"Shock! Shock!" I cried, but there was no reply, and it sounded as if
my voice was squeezed up in a narrowed space; then I seemed to hear a
rustling noise as I stepped forward, I was kicked violently in the shins
and fell forward with my hands plunging into a mass of soft sand, and to
my horror I found that I was lying upon my companion, who was half
buried.
The perspiration stood out all over me as I leaped to my feet; and then
went down again to find that Shock was kicking frantically, and a
moment's investigation told me that he could not extricate himself.

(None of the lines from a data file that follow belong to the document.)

PR #321, opened 2023-08-01
AA-173: Remove simulation and view-only methods from the EntryPoint contract

forshtat:


.github/workflows/build.yml
```diff
@@ -31,6 +31,25 @@ jobs:
 
       - run: yarn run ci
 
+  test-anvil:
+    runs-on: ubuntu-latest
+
+    steps:
+      - uses: foundry-rs/foundry-toolchain@v1
```
drortirosh: personally, I don't like to rely on github actions: I prefer to be able to run locally the same build as much as possible.
seems like you just need to run
`docker run --rm -ti -p 8545:8545 ghcr.io/foundry-rs/foundry anvil`

test/anvil/entrypointsimulations.test.ts
```diff
@@ -0,0 +1,252 @@
...
+    entryPointSimulations = EntryPointSimulations__factory.createInterface()
+
+    accountOwner = createAccountOwner();
+    ({
+      proxy: account,
+      accountFactory: simpleAccountFactory
+    } = await createAccount(ethersSigner, await accountOwner.getAddress(), entryPoint.address))
+  })
+
+  it('should use state diff when running the simulation', async function () {
```
drortirosh: this is actually a "sanity check" that the tests are valid. so maybe call it from the "before", not as a separate test.

test/anvil/entrypointsimulations.test.ts
```diff
@@ -0,0 +1,252 @@
...
+      const initCode = getAccountInitCode(accountOwner1.address, simpleAccountFactory)
+      const sender = await entryPoint.callStatic.getSenderAddress(initCode).catch(e => e.errorArgs.sender)
+      const op0 = await fillAndSign({
+        initCode,
+        sender,
+        verificationGasLimit: 5e5,
+        maxFeePerGas: 0
+      }, accountOwner1, entryPoint)
+      // must succeed with enough verification gas.
+      await simulateValidation(op0, entryPoint.address, { gas: '0xF4240' })
```
drortirosh: why hex?

test/anvil/entrypointsimulations.test.ts
```diff
@@ -0,0 +1,252 @@
...
+          account.address,
+          account.interface.encodeFunctionData('execute', [sender, 0, '0x'])
+        ]),
+        sender
+      }, accountOwner, entryPoint)
+      const error = await simulateValidation(op1, entryPoint.address).catch(e => e)
+      expect(error.message).to.match(/initCode failed or OOG/, error)
+    })
+
+    // TODO: this test is impossible to do with the "state override" approach
```
drortirosh: since anvil does support debug_traceCall, it is possible to write it better.
but this test is very partial.
should instead say:
for actual opcode and storage rule restrictions, see the reference bundler ValidationManager

test/anvil/entrypointsimulations.test.ts
```diff
@@ -0,0 +1,252 @@
...
+      }, accountOwner1, entryPoint)
+      await fund(op1.sender)
+      await simulateValidation(op1, entryPoint.address, { gas: 10e6 }).catch(e => e)
+      const block = await ethers.provider.getBlock('latest')
+      const hash = block.transactions[0]
+      await checkForBannedOps(hash, false)
+    })
+  })
+
+  // describe('#simulateHandleOp', () => {
```
drortirosh: the one thing missing from simulateHandleOp (which is why we need this "Simulation" contract) is to return the actualGasUsed and success/revert reason of actual call.
they are dumped in an event deep inside innerHandleOp, and the only simple way to propagate them out to the calling "simulateHandleOp" is using storage - a big no-no for a real production code, but good enough for simulate function.

contracts/interfaces/IEntryPoint.sol
```diff
@@ -87,57 +87,17 @@ interface IEntryPoint is IStakeManager, INonceManager {
      *                  so a failure can be attributed to the correct entity.
      */
     error FailedOp(uint256 opIndex, string reason);
+    error FailedOp2(address opIndex, string reason);
```
drortirosh: what is this for?

test/entrypoint.test.ts
```diff
@@ -425,8 +264,10 @@ describe('EntryPoint', function () {
         paymasterAndData: '0x'
       }
       try {
-        await expect(entryPoint.simulateValidation(userOp, { gasLimit: 1e6 }))
-          .to.revertedWith('ValidationResult')
+        const snapshot = await ethers.provider.send('evm_snapshot', [])
+        await entryPoint.simulateValidation(userOp, { gasLimit: 1e6 })
```
drortirosh: use callStatic, and no need for snapshot/revert

test/testutils.ts
```diff
@@ -241,33 +245,20 @@ export async function checkForBannedOps (txHash: string, checkPaymaster: boolean
...
  */
-export function simulationResultWithAggregationCatch (e: any): any {
-  if (e.errorName !== 'ValidationResultWithAggregation') {
-    throw e
-  }
-  return e.errorArgs
-}
-
-export async function deployEntryPoint (provider = ethers.provider): Promise<EntryPoint> {
+export async function deployEntryPointSimulations (provider = ethers.provider): Promise<EntryPointSimulations> {
```
drortirosh: why rename the method? leave the name "deployEntryPoint", and it would avoid a lot of source modifications...

test/entrypoint.test.ts
```diff
@@ -453,8 +294,10 @@ describe('EntryPoint', function () {
         callData: badData.data!
       }
       const beneficiaryAddress = createAddress()
-      await expect(entryPoint.simulateValidation(badOp, { gasLimit: 3e5 }))
-        .to.revertedWith('ValidationResult')
+      const snapshot = await ethers.provider.send('evm_snapshot', [])
+      await entryPoint.simulateValidation(badOp, { gasLimit: 3e5 })
```
drortirosh: use callStatic, and no need for snapshot/revert

test/anvil/entrypointsimulations.test.ts
forshtat: The third parameter of `simulateValidation` is a transaction details object and is fed directly to the `eth_call` RPC method as `{...tx}`. It does not pass through the Ethers.js where `gasLimit?: string | number | BigNumber;` is translated into a hex `gas` field.

.github/workflows/build.yml
forshtat: This will probably not work that well as docker is big and slow. You are free to try though.

contracts/interfaces/IEntryPoint.sol
forshtat: Removed.

test/anvil/entrypointsimulations.test.ts
forshtat: Added comment.

test/anvil/entrypointsimulations.test.ts
forshtat: Moved the sanity check to the "before".

drortirosh:
also, to fix the code-coverage, check the COVERAGE env. variable to skip the failed test

forshtat:
> also, to fix the code-coverage, check the COVERAGE env. variable to skip the failed test

I wanted to see why does it fail in the first place. There seems to be something wrong with the test, but I don't understand what.

.github/workflows/build.yml
forshtat: Won't run Anvil for now.

contracts/core/EntryPointSimulations.sol
```diff
@@ -0,0 +1,165 @@
...
+            data.validUntil,
+            getMemoryBytesFromOffset(outOpInfo.contextOffset)
+        );
+
+        if (aggregator != address(0) && aggregator != address(1)) {
+            AggregatorStakeInfo memory aggregatorInfo = AggregatorStakeInfo(
+                aggregator,
+                _getStakeInfo(aggregator)
+            );
+            return ValidationResult(
```
drortirosh: better "merge" the 2 separate struct returns.

contracts/core/EntryPointSimulations.sol
```diff
@@ -0,0 +1,165 @@
...
+            data.validAfter,
+            data.validUntil,
+            targetSuccess,
+            targetResult
+        );
+    }
+
+    function _simulationOnlyValidations(
+        UserOperation calldata userOp
+    ) private view {
```
drortirosh: internal

test/entrypoint.test.ts
forshtat: Fixed.

test/testutils.ts
forshtat: Fixed.

test/entrypoint.test.ts
forshtat: Fixed.

contracts/core/EntryPointSimulations.sol
forshtat: Fixed.

contracts/core/EntryPointSimulations.sol
forshtat: Changed.

drortirosh:
Comments by @yoavw :

A couple of questions:
1. I don't see any gas measurements in the EntryPointSimulations so I'm not sure I understand how it works.  I understand it's now an eth_call rather than traceCall, so how are the different gas parameters passed to the caller?
2. Did everyone review it and look for redpill attacks?  Let's all make sure there's no way to detect simulation due to this change.
3. In simulateHandleOp there are numberMarker() calls.  I thought we removed tracing for this, and just use eth_call.  Are these markers still used for something?
4. Part of our censorship resistance is that if bundlers are censoring a user, the user can always submit a single-op bundle directly.  Does this method make it possible for wallets to estimate gas without a running a full bundler?  Do public nodes allow the required state injection for this simulation method?
5. We to doc the new method in the EIP, and maybe also a separate doc about simulation to communicate the change to all bundler devs.

drortirosh:
1. gas measurements: this PR is a first step: it moves the view functions into a separate contract, and remove the need for "Revert" structure, but otherwise, doesn't change their calculation. a separate PR should change simulateHandleOp so that it could return out the actualGasUsed and success (which are currently only emitted in a log)
2. @shahafn - please also review the code.
3. numberMarkers will go away, in a next PR (as explained above)
4. stateOverride is a parameter of eth_call, and do not require tracing (so in a way, this change actually makes it easier for wallets to estimate gas, since for actual callGasLimit, calculation they currently require traceCall - at least for estimating first UserOp, since you can "hack" if the account is already deployed
5. right. need to update the EIP to accomodate with this change. @forshtat  ?

shahafn:
There is one way that is a potential exploit:

The new approach means that there are two different EntryPoint contracts, one for simulation and one for execution. 
This means that calls to the very same function (e.g. depositTo())  may have slightly different gas costs (by a diff of ~30 gas).
This depends on the code diff between EntryPoint and EntryPointSimulations, and it may also change between each modification we make to either of them.

In the case where EntryPointSimulations.depositTo() costs 30 gas less than EntryPoint.depositTo(), for instance, an account can call depositTo() during validation 20 times, amplifying the diff to 600 gas, then emit an event. This will pass in simulation since it's cheaper, but fail on actual EntryPoint.

A possible mitigation is to allow only one call to depositTo() during validation, but I think that with gas calculation precise enough, even 30 gas diff can be abused (e.g. through emitting events). 

Wdyt?

yoavw:
@shahafn , @drortirosh and I discussed this a couple of days ago and I believe the conclusion was that every function in EntryPointSimulations must take at least the same amount of gas as its EntryPoint implementation.  If it's marginal, add an extra SSTORE and deduct this fixed cost from the reported gas cost.  This way there are no cases where something results in OOG on chain after passing simulation successfully.  We're ok if OOG happens during simulation - we just increase the gas limit.  What we're trying to prevent is on-chain OOG.

contracts/core/EntryPointSimulations.sol
```diff
@@ -0,0 +1,168 @@
...
+/* solhint-disable no-inline-assembly */
+
+import "./EntryPoint.sol";
+import "../interfaces/IEntryPointSimulations.sol";
+
+/*
+ * This contract inherits the EntryPoint and extends it with the view-only methods that are executed by
+ * the bundler in order to check UserOperation validity and estimate its gas consumption.
+ */
+contract EntryPointSimulations is EntryPoint, IEntryPointSimulations {
```
drortirosh, line 14: as per @yoavw 's suggestion, 
please add reverting constructor, with explanation that this code should only be used with "stateOverride"

shahafn (approved):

Seizing one of his legs, which as I grasped by the ankle and clasped it
to my side, kept giving spasmodic jerks, I dragged with all my might,
and found I could not move him; but as I dragged again he seemed to give
a tremendous throb, and I went backwards, followed, it seemed to me in
the darkness, by a quantity of soft sand; but Shock was free, for I
could feel him by me lying on his face, and as I turned him over he
uttered a groan.
And now a horrible sensation of fear came over me as I thoroughly
realised that I was buried alive in that sand-cave. I felt that my
climbing about on the top of the cliff had loosened or cracked the
compressed sand. Shock and I had jumped about over it when we threw
down the wood we had gathered, and that seemed to be the explanation of
the mishap.
But I had no time to think of this now, for the thought that perhaps
Shock was killed, suffocated, came over me with terrible force, and I
bent over him, feeling his face, his heart, and hands.
His heart was beating fast, and his hands were warm, but though I spoke
to him over and over again, in the darkness, there was no answer, and
with a cry of despair I threw myself on my knees, when all at once he
shouted: "Hullo!"
"Shock," I cried, "I'm here."
"What yer do that for?" he cried fiercely.
"I didn't do anything."
"Yes, yer did," he cried. "Yer threw a lump o' sand on my head. I'm
half blind, and my ears is full. Just wait till I gets hold on yer,
I'll pay yer for it."
Then he began panting, and spitting, and muttering about his eyes, and
at last--"Here, where are yer?"
"I'm here, close by you," I said. "Don't you understand? The sand has
fallen and shut us in."
There was silence for a few minutes--a terrible painful silence to me,
as I felt that I was face to face with death. Then Shock seemed to have
grasped the situation, for he said coolly enough: "Like the rabbuds. Well, we shall have to get out."